主なポイント:
- BALIは配当株とS&P500コール・ライティングの組み合わせにより年7.7%の利回りを提供
- 設定来のBALIの株価上昇率は67%でSPYの72%に及ばないが、毎月のキャッシュフローがその差を埋める
- オプション・プレミアムは通常所得として課税されるため、BALIはIRA内での運用がより効率的
主なポイント:

ブラックロックの「iShares 米国大型株プレミアム・インカム・アクティブETF」(BALI)は、配当を支払う大型株を保有し、S&P500のコール・オプションを売却することで、年7.7%の分配利回りを実現している。これは、株式リターンの右側のテール(大きな値上がり益)と引き換えに、株価33ドルに対し1株あたり平均20セントの毎月のキャッシュフローを得る戦略である。
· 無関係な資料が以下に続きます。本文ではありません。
PR #1650, opened 2021-02-01
Clean up test fixture database rows

### LINKED ISSUE #1602: Clean up test fixture DB rows upon going out of scope

kmshin1397:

「この適度な利回りは、10%以上のよりアグレッシブなオーバーレイを運用する競合他社と比較して、運用者が原資産の値上がり余地をより多く残していることを示している」と、ブラックロックで同ファンドを運用するシステム運用チームの責任者、ラファエレ・サヴィ氏は述べた。BALIの経費率は0.35%で、JPモルガンの「JPモルガン・エクイティ・プレミアム・インカムETF」(JEPI)と同等である。JEPIは設定以来、約300億ドルの資金を集めたが、BALIは2023年9月の設定以来、そのごく一部の規模にとどまっている。
過去1年間で、BALIの株価リターンは約13%であったのに対し、SPDR S&P500 ETF(SPY)は20%だった。しかし、毎月の分配金を加味した総合リターンでは、BALIは安定しながらも急騰ではない上昇局面——すなわち、獲得したプレミアムが放棄した値上がり益を上回るため、適度なカバード・コール・オーバーレイが最も効果を発揮する局面——において、単純なインデックス・トラッカーを上回った。設定来では、BALIの株価上昇率は約67%であるのに対し、SPYは同比較期間で約72%であり、分配金の再投資タイミングによって差は縮小または解消される。
そのトレードオフとして、BALIは成長型の投資ビークルではない。分配金は変動し、2025年と2026年の支払額は1株あたり17セントから38セントの範囲で推移しており、安定した月々の収支計画には不向きである。オプション・プレミアム部分は通常所得として課税されるため、このファンドは課税証券口座よりもIRA内での運用の方がはるかに効率的である。また、原資産が設計上、米国の大型株であるため、バンガードS&P500 ETFや個別メガキャップ株を保有する投資家は、実質的にそのコア・ポジションの一部を値上がり益に上限のあるスリーブに変換することになる。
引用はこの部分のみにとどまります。